[Saved entries]
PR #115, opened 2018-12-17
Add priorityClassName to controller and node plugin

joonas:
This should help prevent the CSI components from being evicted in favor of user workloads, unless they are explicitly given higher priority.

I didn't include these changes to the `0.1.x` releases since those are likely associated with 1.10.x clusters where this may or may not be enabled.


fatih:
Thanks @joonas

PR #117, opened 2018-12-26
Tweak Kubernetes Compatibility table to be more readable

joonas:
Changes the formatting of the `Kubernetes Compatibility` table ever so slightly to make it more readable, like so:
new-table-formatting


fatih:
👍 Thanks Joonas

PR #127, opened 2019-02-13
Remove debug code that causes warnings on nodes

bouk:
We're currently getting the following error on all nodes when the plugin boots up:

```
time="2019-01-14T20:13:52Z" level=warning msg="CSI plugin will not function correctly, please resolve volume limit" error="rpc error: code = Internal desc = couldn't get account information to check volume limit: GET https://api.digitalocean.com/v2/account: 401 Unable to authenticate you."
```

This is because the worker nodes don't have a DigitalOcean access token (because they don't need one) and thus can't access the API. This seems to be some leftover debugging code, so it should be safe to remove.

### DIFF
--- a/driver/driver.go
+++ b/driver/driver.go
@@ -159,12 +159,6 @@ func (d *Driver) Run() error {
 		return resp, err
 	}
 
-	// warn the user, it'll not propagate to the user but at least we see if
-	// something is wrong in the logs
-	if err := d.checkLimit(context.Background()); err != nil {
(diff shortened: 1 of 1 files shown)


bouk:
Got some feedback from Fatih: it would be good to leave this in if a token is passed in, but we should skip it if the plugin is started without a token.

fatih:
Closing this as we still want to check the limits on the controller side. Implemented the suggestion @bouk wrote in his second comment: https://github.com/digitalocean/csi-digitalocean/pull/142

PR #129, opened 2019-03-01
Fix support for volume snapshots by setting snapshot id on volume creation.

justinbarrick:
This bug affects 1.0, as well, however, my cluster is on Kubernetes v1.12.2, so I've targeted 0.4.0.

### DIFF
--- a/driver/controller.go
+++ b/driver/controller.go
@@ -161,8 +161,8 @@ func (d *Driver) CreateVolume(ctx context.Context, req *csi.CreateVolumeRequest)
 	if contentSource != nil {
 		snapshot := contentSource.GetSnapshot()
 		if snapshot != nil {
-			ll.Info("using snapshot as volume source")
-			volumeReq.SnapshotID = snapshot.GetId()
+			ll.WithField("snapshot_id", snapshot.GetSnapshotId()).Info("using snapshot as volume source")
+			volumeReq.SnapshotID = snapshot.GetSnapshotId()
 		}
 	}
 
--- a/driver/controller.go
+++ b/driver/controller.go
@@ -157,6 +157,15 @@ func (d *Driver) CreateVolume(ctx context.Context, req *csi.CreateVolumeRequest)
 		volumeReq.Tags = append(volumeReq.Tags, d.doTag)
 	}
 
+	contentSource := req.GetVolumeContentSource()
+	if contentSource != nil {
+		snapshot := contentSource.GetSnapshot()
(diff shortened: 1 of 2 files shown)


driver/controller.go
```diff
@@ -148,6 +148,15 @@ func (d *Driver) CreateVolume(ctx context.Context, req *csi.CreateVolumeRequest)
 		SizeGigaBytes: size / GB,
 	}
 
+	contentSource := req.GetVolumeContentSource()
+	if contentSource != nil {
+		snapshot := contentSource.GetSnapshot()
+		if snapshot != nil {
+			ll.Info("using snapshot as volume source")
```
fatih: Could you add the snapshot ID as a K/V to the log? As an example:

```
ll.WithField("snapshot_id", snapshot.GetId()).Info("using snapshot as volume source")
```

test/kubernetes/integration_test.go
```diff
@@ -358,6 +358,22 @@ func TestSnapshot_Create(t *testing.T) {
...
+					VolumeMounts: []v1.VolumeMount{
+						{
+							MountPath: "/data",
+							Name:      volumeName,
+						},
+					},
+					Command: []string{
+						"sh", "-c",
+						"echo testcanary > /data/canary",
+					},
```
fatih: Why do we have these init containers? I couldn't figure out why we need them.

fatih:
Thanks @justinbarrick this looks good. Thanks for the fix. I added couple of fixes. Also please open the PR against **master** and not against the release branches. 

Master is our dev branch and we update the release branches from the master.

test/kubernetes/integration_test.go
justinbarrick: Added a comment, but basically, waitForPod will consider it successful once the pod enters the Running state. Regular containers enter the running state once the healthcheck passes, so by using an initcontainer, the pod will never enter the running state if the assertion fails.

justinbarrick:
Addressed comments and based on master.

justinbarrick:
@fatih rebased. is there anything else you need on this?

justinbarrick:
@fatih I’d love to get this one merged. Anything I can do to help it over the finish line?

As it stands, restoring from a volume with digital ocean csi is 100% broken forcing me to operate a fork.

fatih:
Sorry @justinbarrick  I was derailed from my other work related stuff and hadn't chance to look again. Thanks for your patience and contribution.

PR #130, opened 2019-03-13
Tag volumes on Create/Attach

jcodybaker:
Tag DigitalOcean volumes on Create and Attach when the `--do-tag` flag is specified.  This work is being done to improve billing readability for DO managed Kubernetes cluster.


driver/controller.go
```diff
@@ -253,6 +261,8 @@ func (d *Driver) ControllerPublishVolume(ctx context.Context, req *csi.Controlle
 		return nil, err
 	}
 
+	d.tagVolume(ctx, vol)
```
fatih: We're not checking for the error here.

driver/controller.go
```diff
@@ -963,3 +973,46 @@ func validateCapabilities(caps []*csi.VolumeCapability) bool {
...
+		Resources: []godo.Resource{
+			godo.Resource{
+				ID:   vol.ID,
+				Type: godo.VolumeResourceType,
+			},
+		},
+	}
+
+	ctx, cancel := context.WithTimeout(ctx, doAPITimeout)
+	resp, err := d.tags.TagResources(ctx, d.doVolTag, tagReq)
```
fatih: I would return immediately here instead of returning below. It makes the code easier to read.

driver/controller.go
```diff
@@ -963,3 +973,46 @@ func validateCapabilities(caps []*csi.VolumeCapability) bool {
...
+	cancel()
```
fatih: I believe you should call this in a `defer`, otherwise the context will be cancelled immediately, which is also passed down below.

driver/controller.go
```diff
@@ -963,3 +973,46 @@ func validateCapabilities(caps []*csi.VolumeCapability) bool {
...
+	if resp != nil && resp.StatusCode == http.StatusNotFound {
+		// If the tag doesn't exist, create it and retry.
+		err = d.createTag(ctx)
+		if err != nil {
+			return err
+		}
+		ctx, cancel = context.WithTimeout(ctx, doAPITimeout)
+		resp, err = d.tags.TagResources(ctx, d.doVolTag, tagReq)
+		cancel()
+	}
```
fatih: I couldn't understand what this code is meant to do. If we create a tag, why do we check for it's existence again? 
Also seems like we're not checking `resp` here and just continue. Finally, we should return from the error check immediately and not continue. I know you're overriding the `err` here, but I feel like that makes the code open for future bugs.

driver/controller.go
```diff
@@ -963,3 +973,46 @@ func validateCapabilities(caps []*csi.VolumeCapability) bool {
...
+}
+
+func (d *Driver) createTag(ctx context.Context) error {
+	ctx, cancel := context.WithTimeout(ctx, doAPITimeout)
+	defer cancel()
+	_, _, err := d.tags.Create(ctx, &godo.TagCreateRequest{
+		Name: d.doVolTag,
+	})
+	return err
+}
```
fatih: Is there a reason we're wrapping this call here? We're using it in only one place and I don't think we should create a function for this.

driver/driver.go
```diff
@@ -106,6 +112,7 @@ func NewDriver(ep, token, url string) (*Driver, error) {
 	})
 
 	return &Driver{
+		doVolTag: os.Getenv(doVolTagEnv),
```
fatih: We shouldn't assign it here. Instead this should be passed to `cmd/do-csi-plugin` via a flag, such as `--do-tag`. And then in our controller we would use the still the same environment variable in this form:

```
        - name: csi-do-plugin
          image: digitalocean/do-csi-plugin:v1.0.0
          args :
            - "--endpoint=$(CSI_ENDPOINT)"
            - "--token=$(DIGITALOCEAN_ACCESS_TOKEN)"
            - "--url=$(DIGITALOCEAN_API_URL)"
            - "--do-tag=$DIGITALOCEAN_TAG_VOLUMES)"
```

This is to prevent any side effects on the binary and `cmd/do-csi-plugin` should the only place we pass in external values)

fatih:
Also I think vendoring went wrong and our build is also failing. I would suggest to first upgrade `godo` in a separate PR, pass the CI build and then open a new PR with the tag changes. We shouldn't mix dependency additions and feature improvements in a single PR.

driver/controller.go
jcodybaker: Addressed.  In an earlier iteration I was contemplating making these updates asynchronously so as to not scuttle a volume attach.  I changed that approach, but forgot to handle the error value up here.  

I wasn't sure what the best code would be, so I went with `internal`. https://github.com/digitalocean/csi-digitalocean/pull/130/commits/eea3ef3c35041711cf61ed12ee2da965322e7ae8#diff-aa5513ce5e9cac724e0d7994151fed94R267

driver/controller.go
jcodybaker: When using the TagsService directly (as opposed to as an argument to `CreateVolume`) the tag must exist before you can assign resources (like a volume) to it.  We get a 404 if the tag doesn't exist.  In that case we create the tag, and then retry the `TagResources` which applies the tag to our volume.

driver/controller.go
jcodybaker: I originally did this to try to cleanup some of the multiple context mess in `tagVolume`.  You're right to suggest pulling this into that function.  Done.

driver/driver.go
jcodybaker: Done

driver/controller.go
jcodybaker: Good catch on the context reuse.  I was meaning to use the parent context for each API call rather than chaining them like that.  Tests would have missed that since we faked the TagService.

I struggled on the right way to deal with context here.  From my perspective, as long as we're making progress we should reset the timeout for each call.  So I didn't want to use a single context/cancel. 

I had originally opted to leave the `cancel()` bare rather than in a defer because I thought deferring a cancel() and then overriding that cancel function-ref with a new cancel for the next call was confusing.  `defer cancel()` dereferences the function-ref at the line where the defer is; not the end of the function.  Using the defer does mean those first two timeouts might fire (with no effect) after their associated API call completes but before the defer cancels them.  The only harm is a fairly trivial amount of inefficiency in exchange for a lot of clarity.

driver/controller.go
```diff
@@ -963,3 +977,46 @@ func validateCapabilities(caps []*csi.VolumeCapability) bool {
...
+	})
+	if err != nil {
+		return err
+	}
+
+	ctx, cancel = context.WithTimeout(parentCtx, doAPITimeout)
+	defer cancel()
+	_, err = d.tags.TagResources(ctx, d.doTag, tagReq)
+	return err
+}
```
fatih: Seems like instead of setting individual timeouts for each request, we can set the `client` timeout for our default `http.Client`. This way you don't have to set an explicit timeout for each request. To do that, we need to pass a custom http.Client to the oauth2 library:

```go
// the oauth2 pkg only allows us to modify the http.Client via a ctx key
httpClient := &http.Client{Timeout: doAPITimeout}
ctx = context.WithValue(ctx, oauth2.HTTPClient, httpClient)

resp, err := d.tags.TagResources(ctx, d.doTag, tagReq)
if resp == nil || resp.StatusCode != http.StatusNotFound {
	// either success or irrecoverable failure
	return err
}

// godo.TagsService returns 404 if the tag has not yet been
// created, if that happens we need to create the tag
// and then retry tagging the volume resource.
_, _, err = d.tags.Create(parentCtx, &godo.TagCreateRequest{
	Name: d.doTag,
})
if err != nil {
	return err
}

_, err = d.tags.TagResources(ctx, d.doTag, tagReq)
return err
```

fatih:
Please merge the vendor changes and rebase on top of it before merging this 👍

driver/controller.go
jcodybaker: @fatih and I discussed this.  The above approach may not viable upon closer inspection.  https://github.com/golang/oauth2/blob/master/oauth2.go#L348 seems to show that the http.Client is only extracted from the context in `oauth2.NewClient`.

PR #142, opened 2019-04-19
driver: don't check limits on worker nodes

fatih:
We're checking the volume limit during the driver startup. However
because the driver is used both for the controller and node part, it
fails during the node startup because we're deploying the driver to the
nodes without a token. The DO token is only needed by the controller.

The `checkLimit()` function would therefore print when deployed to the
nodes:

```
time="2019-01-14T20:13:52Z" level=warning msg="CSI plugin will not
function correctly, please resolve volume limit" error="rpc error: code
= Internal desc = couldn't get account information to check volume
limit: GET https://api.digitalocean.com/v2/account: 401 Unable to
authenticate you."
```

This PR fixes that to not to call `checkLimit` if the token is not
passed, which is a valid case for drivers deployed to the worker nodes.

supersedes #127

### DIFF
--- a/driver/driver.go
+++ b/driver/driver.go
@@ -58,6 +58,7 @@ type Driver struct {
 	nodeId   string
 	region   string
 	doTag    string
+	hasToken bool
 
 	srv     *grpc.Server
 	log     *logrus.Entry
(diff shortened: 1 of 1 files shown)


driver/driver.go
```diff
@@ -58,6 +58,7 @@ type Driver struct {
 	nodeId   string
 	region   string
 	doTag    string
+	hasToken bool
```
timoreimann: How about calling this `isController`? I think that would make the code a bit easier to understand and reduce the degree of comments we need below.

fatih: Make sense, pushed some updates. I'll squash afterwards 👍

▶ [Exercise description]: Copy range, inclusive: the line holding "Got some feedback" to the line holding "-157,6 +157,15 @@". Reproduce exactly those lines of the records above and no others.

▶ [Exercise solution]:
Got some feedback from Fatih: it would be good to leave this in if a token is passed in, but we should skip it if the plugin is started without a token.

fatih:
Closing this as we still want to check the limits on the controller side. Implemented the suggestion @bouk wrote in his second comment: https://github.com/digitalocean/csi-digitalocean/pull/142

PR #129, opened 2019-03-01
Fix support for volume snapshots by setting snapshot id on volume creation.

justinbarrick:
This bug affects 1.0, as well, however, my cluster is on Kubernetes v1.12.2, so I've targeted 0.4.0.

### DIFF
--- a/driver/controller.go
+++ b/driver/controller.go
@@ -161,8 +161,8 @@ func (d *Driver) CreateVolume(ctx context.Context, req *csi.CreateVolumeRequest)
 	if contentSource != nil {
 		snapshot := contentSource.GetSnapshot()
 		if snapshot != nil {
-			ll.Info("using snapshot as volume source")
-			volumeReq.SnapshotID = snapshot.GetId()
+			ll.WithField("snapshot_id", snapshot.GetSnapshotId()).Info("using snapshot as volume source")
+			volumeReq.SnapshotID = snapshot.GetSnapshotId()
 		}
 	}
 
--- a/driver/controller.go
+++ b/driver/controller.go
@@ -157,6 +157,15 @@ func (d *Driver) CreateVolume(ctx context.Context, req *csi.CreateVolumeRequest)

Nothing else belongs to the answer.